Retirement home owner defends decision to evict senior

Resident of Bay Roberts Retirement Centre must be out this week

Melissa Jenkins
Published on April 23, 2014
Irene Boone holds the eviction notice she received March 26 from owners of the Bay Roberts Retirement Centre.
Photo by Melissa Jenkins

The owner of a retirement complex in Bay Roberts is defending a decision to evict a female resident, saying her failure to comply with strict non- smoking regulations could not be tolerated.

Jerry Kirby of the Kirby Group of Companies, who manages the Bay Roberts Retirement Centre on Country Road, told The Compass April 17 that smoking in the facility is prohibited, and repeated occurrences are grounds for removal.

“I was involved (with this situation) from start to finish, and I am more than comfortable with everything that was done,” Kirby stated in a phone interview.

“Life safety is the most important thing,” Kirby added. “If we have someone who decides to smoke in their room, it’s a safety concern.” Irene Boone, 69, was given a 30day eviction notice on March 26 after she was caught with a lit cigarette in her room.

Boone contacted The Compass in order to share her story, alleging unfair treatment. She insisted the one time she smoked was after a slip-and-fall incident March 20. The fall outside the facility led to a broken arm.

“When I broke my arm, I had a smoke,” Boone explained. “I know I did wrong, but it was to calm my nerves.”

However, Kirby said there were “numerous” infractions, and action had to be taken.

“(The Bay Roberts location) has never had an eviction,” he said. “But when one single issue overpowers everything (there’s a reason to do so).”

The centre opened four years ago, and Kirby said this is a first time a resident has been evicted.

Kirby’s company manages 10 residential care facilities: six in Newfoundland and four in the Maritimes. He said this is only the second incident where a smoking-related eviction had to be given in any of those facilities.
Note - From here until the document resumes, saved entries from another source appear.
PR #225, opened 2021-03-06
Support cancellation

andreasohlund:
Updates to 8.0.0-alpha.880 and adjusts the transport to support cancalletion

### DIFF
--- a/src/NServiceBus.Transport.Msmq/MessagePump.cs
+++ b/src/NServiceBus.Transport.Msmq/MessagePump.cs
@@ -83,7 +83,7 @@ namespace NServiceBus.Transport.Msmq
             messageProcessingCancellationTokenSource = new CancellationTokenSource();
 
             // LongRunning is useless combined with async/await
-            messagePumpTask = Task.Run(() => ProcessMessages(messagePumpCancellationTokenSource.Token), cancellationToken);
+            messagePumpTask = Task.Run(() => ProcessMessages(), cancellationToken);
 
             return Task.CompletedTask;
         }
@@ -123,13 +123,13 @@ namespace NServiceBus.Transport.Msmq
         }
 
         [DebuggerNonUserCode]
-        async Task ProcessMessages(CancellationToken cancellationToken)
+        async Task ProcessMessages()
         {
-            while (!cancellationToken.IsCancellationRequested)
+            while (!messagePumpCancellationTokenSource.IsCancellationRequested)
             {
                 try
                 {
-                    await InnerProcessMessages(cancellationToken).ConfigureAwait(false);
+                    await InnerProcessMessages().ConfigureAwait(false);
                 }
                 catch (OperationCanceledException)
                 {
@@ -143,7 +143,7 @@ namespace NServiceBus.Transport.Msmq
             }
         }
 
-        async Task InnerProcessMessages(CancellationToken cancellationToken)
+        async Task InnerProcessMessages()
         {
             using (var enumerator = inputQueue.GetMessageEnumerator2())
             {
@@ -171,7 +171,7 @@ namespace NServiceBus.Transport.Msmq
                         return;
                     }
 
-                    await concurrencyLimiter.WaitAsync(cancellationToken).ConfigureAwait(false);
+                    await concurrencyLimiter.WaitAsync(messagePumpCancellationTokenSource.Token).ConfigureAwait(false);
 
                     _ = ReceiveMessage();
                 }
--- a/src/NServiceBus.Transport.Msmq/MessagePump.cs
+++ b/src/NServiceBus.Transport.Msmq/MessagePump.cs
@@ -188,6 +188,7 @@ namespace NServiceBus.Transport.Msmq
             return Task.Factory.StartNew(async state =>
             {
                 var accessStateForPerfReasons = (MessagePump)state;
+
                 try
                 {
                     await receiveStrategy.ReceiveMessage(messageProcessingCancellationTokenSource.Token).ConfigureAwait(false);
--- a/src/NServiceBus.Transport.Msmq/MessagePump.cs
+++ b/src/NServiceBus.Transport.Msmq/MessagePump.cs
@@ -83,7 +83,7 @@ namespace NServiceBus.Transport.Msmq
             messageProcessingCancellationTokenSource = new CancellationTokenSource();
 
             // LongRunning is useless combined with async/await
-            messagePumpTask = Task.Run(() => ProcessMessages(), cancellationToken);
+            messagePumpTask = Task.Run(() => PumpMessages(), cancellationToken);
 
             return Task.CompletedTask;
         }
@@ -123,13 +123,13 @@ namespace NServiceBus.Transport.Msmq
         }
 
         [DebuggerNonUserCode]
-        async Task ProcessMessages()
+        async Task PumpMessages()
         {
             while (!messagePumpCancellationTokenSource.IsCancellationRequested)
             {
                 try
                 {
-                    await InnerProcessMessages().ConfigureAwait(false);
+                    await InnerPumpMessages().ConfigureAwait(false);
                 }
                 catch (OperationCanceledException)
                 {
@@ -143,7 +143,7 @@ namespace NServiceBus.Transport.Msmq
             }
         }
 
-        async Task InnerProcessMessages()
+        async Task InnerPumpMessages()
         {
             using (var enumerator = inputQueue.GetMessageEnumerator2())
             {
--- a/src/NServiceBus.Transport.Msmq/MessagePump.cs
+++ b/src/NServiceBus.Transport.Msmq/MessagePump.cs
@@ -9,7 +9,7 @@ namespace NServiceBus.Transport.Msmq
     using Support;
     using Transport;
 
-    class MessagePump : IMessageReceiver, IDisposable
+    class MessagePump : IMessageReceiver
     {
         public MessagePump(
             Func<TransportTransactionMode, ReceiveStrategy> receiveStrategyFactory,
@@ -26,24 +26,15 @@ namespace NServiceBus.Transport.Msmq
             this.receiveSettings = receiveSettings;
         }
 
-        public void Dispose()
-        {
-            peekCircuitBreaker?.Dispose();
-            receiveCircuitBreaker?.Dispose();
-            messagePumpCancellationTokenSource?.Dispose();
-        }
-
         public Task Initialize(PushRuntimeSettings limitations, OnMessage onMessage, OnError onError, CancellationToken cancellationToken)
         {
             messagePumpCancellationTokenSource = new CancellationTokenSource();
             messageProcessingCancellationTokenSource = new CancellationTokenSource();
 
-            var tokenForCriticalErrorAction = messageProcessingCancellationTokenSource.Token; // Prevent ObjectDisposed after endpoint shut down by using a local variable
-
             peekCircuitBreaker = new RepeatedFailuresOverTimeCircuitBreaker("MsmqPeek", TimeSpan.FromSeconds(30),
-                ex => criticalErrorAction("Failed to peek " + receiveSettings.ReceiveAddress, ex, tokenForCriticalErrorAction));
+                ex => criticalErrorAction("Failed to peek " + receiveSettings.ReceiveAddress, ex, messageProcessingCancellationTokenSource.Token));
             receiveCircuitBreaker = new RepeatedFailuresOverTimeCircuitBreaker("MsmqReceive", TimeSpan.FromSeconds(30),
-                ex => criticalErrorAction("Failed to receive from " + receiveSettings.ReceiveAddress, ex, tokenForCriticalErrorAction));
+                ex => criticalErrorAction("Failed to receive from " + receiveSettings.ReceiveAddress, ex, messageProcessingCancellationTokenSource.Token));
 
             var inputAddress = MsmqAddress.Parse(receiveSettings.ReceiveAddress);
             var errorAddress = MsmqAddress.Parse(receiveSettings.ErrorQueue);
@@ -115,10 +106,11 @@ namespace NServiceBus.Transport.Msmq
                     .ConfigureAwait(false);
             }
 
-            concurrencyLimiter.Dispose();
-            inputQueue.Dispose();
-            errorQueue.Dispose();
-
+            concurrencyLimiter?.Dispose();
+            inputQueue?.Dispose();
+            errorQueue?.Dispose();
+            peekCircuitBreaker?.Dispose();
+            receiveCircuitBreaker?.Dispose();
             messagePumpCancellationTokenSource?.Dispose();
             messageProcessingCancellationTokenSource?.Dispose();
         }
--- a/src/NServiceBus.Transport.Msmq/MessagePump.cs
+++ b/src/NServiceBus.Transport.Msmq/MessagePump.cs
@@ -180,7 +180,7 @@ namespace NServiceBus.Transport.Msmq
 
         Task ReceiveMessage()
         {
-            return TaskEx.Run(async _ =>
+            return Task.Factory.StartNew(async _ =>
             {
                 try
                 {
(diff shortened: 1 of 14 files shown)


SzymonPobiega (approved):

src/NServiceBus.Transport.Msmq/MessagePump.cs
```diff
@@ -134,11 +143,11 @@ async Task ProcessMessages()
             }
         }
 
-        async Task InnerProcessMessages()
+        async Task InnerProcessMessages(CancellationToken cancellationToken)
```
timbussmann, line 146: would be easier to read if the `cancellationToken`'s naming would be more specific about which token this is. At first glance, it looks this is `messagePumpCancellationTokenSource` anyway and doesn't need to be passed (https://github.com/Particular/NServiceBus.Transport.Msmq/pull/225/files#diff-159e576e4eaa91dfa7405b89fc706862e8655e7c7c84ccc4aee0d5bdc8346098R86)?

src/NServiceBus.Transport.Msmq/NServiceBus.Transport.Msmq.csproj
```diff
@@ -14,7 +14,7 @@
   </ItemGroup>
 
   <ItemGroup>
-    <PackageReference Include="NServiceBus" Version="8.0.0-alpha.852" />
+    <PackageReference Include="NServiceBus" Version="8.0.0-alpha.880" />
```
timbussmann, line 17:
```suggestion
    <PackageReference Include="NServiceBus" Version="[8.0.0-alpha.880, 9.0.0)" />
```

src/NServiceBus.Transport.Msmq/MessagePump.cs
```diff
@@ -171,14 +180,12 @@ async Task InnerProcessMessages()
...
-                var messagePump = (MessagePump)state;
-
                 try
                 {
-                    await messagePump.receiveStrategy.ReceiveMessage().ConfigureAwait(false);
-                    messagePump.receiveCircuitBreaker.Success();
+                    await receiveStrategy.ReceiveMessage(messageProcessingCancellationTokenSource.Token).ConfigureAwait(false);
+                    receiveCircuitBreaker.Success();
                 }
                 catch (OperationCanceledException)
```
timbussmann, line 190: I noticed that David added an additional condition to these catches (https://github.com/Particular/NServiceBus.Transport.AzureServiceBus/pull/275/files#diff-bf785c1b37e39481e89856ea4195ca5c7e21f862b8eb2ffc43b63208a3c582e5R263). Would these make sense here as well?

andreasohlund: They are in the receive strategies, eg: https://github.com/Particular/NServiceBus.Transport.Msmq/pull/225/files#diff-4d6fd4708d86a05a95625c19f6da55d9d68be74498996e6a2aab8f90879a3a33R34 so I think that is already covered?

src/NServiceBus.Transport.Msmq/MessagePump.cs
andreasohlund: Agree, using messagePumpCancellationTokenSource  now

src/NServiceBus.Transport.Msmq/MessagePump.cs
```diff
@@ -171,14 +180,12 @@ async Task InnerProcessMessages()
 
         Task ReceiveMessage()
         {
-            return TaskEx.Run(async state =>
+            return Task.Run(async () =>
```
timbussmann, line 183: this seems to be a performance optimization to avoid variable capturing. Has this been intentionally removed?

andreasohlund: ah, just aligned with some of the other seams. I'll revert and add a comment

andreasohlund: Fixed

andreasohlund: or actually, does this work as intended with me inlining it?

src/NServiceBus.Transport.Msmq/MessagePump.cs
```diff
@@ -187,13 +194,19 @@ Task ReceiveMessage()
...
-                    messagePump.concurrencyLimiter.Release();
+                    concurrencyLimiter.Release();
                 }
-            }, this);
+            },
+            null,
+            CancellationToken.None,  // CancellationToken.None is used here since cancelling the task before it can run can cause the concurrencyLimiter to not be released
+            TaskCreationOptions.DenyChildAttach,
+            TaskScheduler.Default)
+                .Unwrap();
```
DavidBoike, line 208: I'm confused by this. MSMQ is the only transport I've seen do this. Should all transports be doing it?

andreasohlund: Not sure, @danielmarbach do U remember if we had some reasons for optimizing just MSMQ?

danielmarbach: Pretty sure we have done this to make sure there is less closure allocation. It was an important optimization at the time because a single receive operation is offloaded to the threadpool for every message that is handled. So if we manage to avoid capturing less in the closure (for example by allowing to remove the Func allocation or in the best case make sure there is no closure at all anymore) this adds up very quickly considering the hundreds of messages per second the transport can handle.

danielmarbach: Here is some more context. https://github.com/Particular/NServiceBus/issues/3884 As you can see Gen0 can be sometimes halved. But it really depends on the code the is underneath and you need to look at the decompiled code before and after

DavidBoike: Assuming this stays in MSMQ, it needs a Big Nasty Comment so we don't have to refer back to https://github.com/Particular/NServiceBus/issues/3884.

@danielmarbach Are you saying that if we take the compiled result of any given transport and decompile it, we'll be able to see whether or not the "Go process the message and we don't care about the returned task" operation results in a closure, and then if it does, we should be using this Task.Run construction, and if not, leave it alone?

danielmarbach: Very crude example since it is already late

```
    class Program
    {
        static async Task Main(string[] args)
        {
            var state = new object();

            await Captures(state);

            await DoesNotCapture(state);
        }

        static async Task Captures(object state) {
            await Task.Run(async () => {
                await Console.Error.WriteLineAsync(state.GetHashCode().ToString());
            });
        }

        static async Task DoesNotCapture(object state) {
            await Task.Factory.StartNew(async s => {
                await Console.Error.WriteLineAsync(s.GetHashCode().ToString());
            }, state,
            CancellationToken.None,
            TaskCreationOptions.DenyChildAttach,
            TaskScheduler.Default)
            .Unwrap();
        }
    }
```

First one leads to 

```
            Program.\u003C\u003Ec__DisplayClass1_0 cDisplayClass10 = new Program.\u003C\u003Ec__DisplayClass1_0();
            cDisplayClass10.state = this.state;
            // ISSUE: method pointer
            awaiter = Task.Run(new Func<Task>((object) cDisplayClass10, __methodptr(\u003CCaptures\u003Eb__0))).GetAwaiter();
```

vs

```
            awaiter = Task.Factory.StartNew<Task>(Program.\u003C\u003Ec.\u003C\u003E9__2_0 ?? (Program.\u003C\u003Ec.\u003C\u003E9__2_0 = new Func<object, Task>((object) Program.\u003C\u003Ec.\u003C\u003E9, __methodptr(\u003CDoesNotCapture\u003Eb__2_0))), this.state, CancellationToken.None, TaskCreationOptions.DenyChildAttach, TaskScheduler.Default).Unwrap().GetAwaiter();
```

To bring this into the per-message execution land the first one would create a display class and a Func allocation for every execution while the second one only statically allocates the Func ones and doesn't require a display class. So effectively two allocations per execution less. Though sometimes it is only possible to get rid of the Display class allocation and not the func allocation depending on the code you are trying to optimize.

src/NServiceBus.Transport.Msmq/MessagePump.cs
danielmarbach: The trick is to access the state and use that as a host to avoid the closure. So no most likely what you did there doesn't work as before

andreasohlund: Got it!  I've added the state access back and some comments. Does it look right?

src/NServiceBus.Transport.Msmq/MessagePump.cs
```diff
@@ -171,29 +182,38 @@ async Task InnerProcessMessages()
 
         Task ReceiveMessage()
         {
-            return TaskEx.Run(async state =>
+            // We pass a fake state to make sure we benefit from lamda delegate caching. See https://github.com/Particular/NServiceBus/issues/3884
+            var statePassedToAvoidLamdaDelegateCaching = this;
+
+            return Task.Factory.StartNew(async state =>
```
timbussmann, line 188: what's the reasoning to switch to all the Factory.StartNew that we didn't use before?

danielmarbach: It was used before see https://github.com/Particular/NServiceBus.Transport.Msmq/pull/225/files#diff-18f43e07cacce26b57ed472dfc89a38e8bfab0fb088fa76847b547b5eb4b25fdL37

timbussmann: ah, missed this 👍

src/NServiceBus.Transport.Msmq/MessagePump.cs
```diff
@@ -30,15 +30,19 @@ public void Dispose()
...
             receiveCircuitBreaker?.Dispose();
-            cancellationTokenSource?.Dispose();
+            messagePumpCancellationTokenSource?.Dispose();
         }
 
         public Task Initialize(PushRuntimeSettings limitations, OnMessage onMessage, OnError onError, CancellationToken cancellationToken)
         {
+            messagePumpCancellationTokenSource = new CancellationTokenSource();
+
+            var tokenForCriticalErrorAction = messageProcessingCancellationTokenSource.Token; // Prevent ObjectDisposed after endpoint shut down by using a local variable
```
timbussmann, line 40: `messageProcessingCancellationTokenSource` seems to be assigned here: https://github.com/Particular/NServiceBus.Transport.Msmq/pull/225/files#diff-159e576e4eaa91dfa7405b89fc706862e8655e7c7c84ccc4aee0d5bdc8346098R85 which is in `StartReceive`?

andreasohlund: Good catch, assignment moved the the correct place

src/NServiceBus.Transport.Msmq/MessagePump.cs
```diff
@@ -30,15 +30,20 @@ public void Dispose()
         {
             peekCircuitBreaker?.Dispose();
             receiveCircuitBreaker?.Dispose();
-            cancellationTokenSource?.Dispose();
+            messagePumpCancellationTokenSource?.Dispose();
```
timbussmann, line 33: is it intentional to dispose this twice? It seems to be already disposed in `StopReceive`.

src/NServiceBus.Transport.Msmq/MessagePump.cs
```diff
@@ -78,49 +83,54 @@ public Task StartReceive(CancellationToken cancellationToken)
...
+            messagePumpTask = Task.Run(() => PumpMessages(), cancellationToken);
 
             return Task.CompletedTask;
         }
 
         public async Task StopReceive(CancellationToken cancellationToken)
         {
-            cancellationTokenSource.Cancel();
+            messagePumpCancellationTokenSource?.Cancel();
+            cancellationToken.Register(() => messageProcessingCancellationTokenSource?.Cancel());
```
timbussmann, line 95: could this throw an `ObjectDisposedException` if the triggers after line 123? Seems like this could be avoided by setting the tokensource value to `null` after disposing it?

src/NServiceBus.Transport.Msmq/MessagePump.cs
```diff
@@ -171,29 +181,38 @@ async Task InnerProcessMessages()
 
         Task ReceiveMessage()
         {
-            return TaskEx.Run(async state =>
+            // We pass a fake state to make sure we benefit from lamda delegate caching. See https://github.com/Particular/NServiceBus/issues/3884
```
timbussmann, line 184:
```suggestion
            // We pass a state to make sure we benefit from lamda delegate caching. See https://github.com/Particular/NServiceBus/issues/3884
```

it's not really a "fake"?

src/NServiceBus.Transport.Msmq/MessagePump.cs
```diff
@@ -171,29 +181,38 @@ async Task InnerProcessMessages()
...
+            return Task.Factory.StartNew(async state =>
             {
-                var messagePump = (MessagePump)state;
+                var accessStateForPerfReasons = (MessagePump)state;
 
                 try
                 {
-                    await messagePump.receiveStrategy.ReceiveMessage().ConfigureAwait(false);
-                    messagePump.receiveCircuitBreaker.Success();
+                    await receiveStrategy.ReceiveMessage(messageProcessingCancellationTokenSource.Token).ConfigureAwait(false);
```
timbussmann, line 193: won't this cause variable capturing again, removing the benefit to passing the state?

src/NServiceBus.Transport.Msmq/MessagePump.cs
```diff
@@ -171,29 +181,38 @@ async Task InnerProcessMessages()
...
+                catch (OperationCanceledException) when (messageProcessingCancellationTokenSource.IsCancellationRequested)
                 {
-                    // Intentionally ignored
+                    // Graceful shutdown
                 }
                 catch (Exception ex)
                 {
                     Logger.Warn("MSMQ receive operation failed", ex);
-                    await messagePump.receiveCircuitBreaker.Failure(ex).ConfigureAwait(false);
+                    await receiveCircuitBreaker.Failure(ex).ConfigureAwait(false);
```
timbussmann, line 203: also variable capturing here

src/NServiceBus.Transport.Msmq/MessagePump.cs
```diff
@@ -171,29 +181,38 @@ async Task InnerProcessMessages()
...
                 }
                 finally
                 {
-                    messagePump.concurrencyLimiter.Release();
+                    concurrencyLimiter.Release();
```
timbussmann, line 207: and here?

src/NServiceBus.Transport.Msmq/MessagePump.cs
andreasohlund: totally missed that we implemented IDisposable, will fix

src/NServiceBus.Transport.Msmq/MessagePump.cs
```diff
@@ -157,43 +159,44 @@ async Task InnerProcessMessages()
...
-                    await concurrencyLimiter.WaitAsync(cancellationToken).ConfigureAwait(false);
+                    await concurrencyLimiter.WaitAsync(messagePumpCancellationTokenSource.Token).ConfigureAwait(false);
 
-                    _ = ReceiveMessage();
+                    _ = Task.Factory.StartNew(state => InnerReceiveMessages((MessagePump)state),
+                        this,  // We pass a state to make sure we benefit from lamda delegate caching. See https://github.com/Particular/NServiceBus/issues/3884
+                        CancellationToken.None,  // CancellationToken.None is used here since cancelling the task before it can run can cause the concurrencyLimiter to not be released
+                        TaskCreationOptions.DenyChildAttach,
+                        TaskScheduler.Default)
+                        .Unwrap();
```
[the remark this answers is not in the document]
danielmarbach: Strictly speaking, you wouldn't have to. My brain would stumble over it though because async body in `Task.Factory.StartNew` is always a dangerous territory. I would always prefer here the safe by default approach even though your point is absolutely valid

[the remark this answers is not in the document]
timbussmann: I'm fine either way. It seems the former (and now inlined) helper method correctly used `Unwrap` but in this specific case it wasn't used, so we could optimize it away. Anyway, no big deal.

DavidBoike (approved):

“If they are remorseful, hand over their cigarettes and say they will never do it again, it’s one thing. If that doesn’t happen, there’s a point we have to deal with it,” he said.

Kirby said smoking is a significant risk to the health of others, and pointed to a fire at a seniors’ home in Bas-Saint-Laurent, Que., this past January that killed some 30 people. Smoking was listed as the likely cause of the fire. “It was just devastating,” he said. A spokesperson for the Department of Health, Blair Medd, said evictions are not common.

“Eviction from a (personal care home) or a long term care facility (nursing home) is a rare occurrence and typically occurs when a resident has repeatedly displayed actions or behaviours that pose significant risk to other residents in the home,” he said.

There are 45 residents living at the Bay Roberts Retirement Centre, and upwards of 18 staff. Kirby said he wouldn’t chance the lives of those people.

When a person is caught smoking in any of Kirby’s facilities, Eastern Health is contacted and the resident speaks with a counsellor. There are nurses from the health authority at the facility several times a week, so if issues arise, the resident will have someone to speak with.

On repeated disregard of the smoking policy, the RCMP is called.

Boone said she got a fright when an officer arrived at her room after the incident.

“There was a knock on my door, and there was a Mountie fully dressed to the nines,” she explained. “He said he was going to put me out on the sidewalk. I was scared.”

The eviction letter, a copy of which was obtained by The Compass, refers to “continued unco-operation in regards to smoking in your room,” and informed Boone there was “no choice but to have a social worker find you a more suitable placement.”

Boone remains adament that she violated the non-smoking policy only once.

Meanwhile, she has plans to move into an apartment in St. John’s.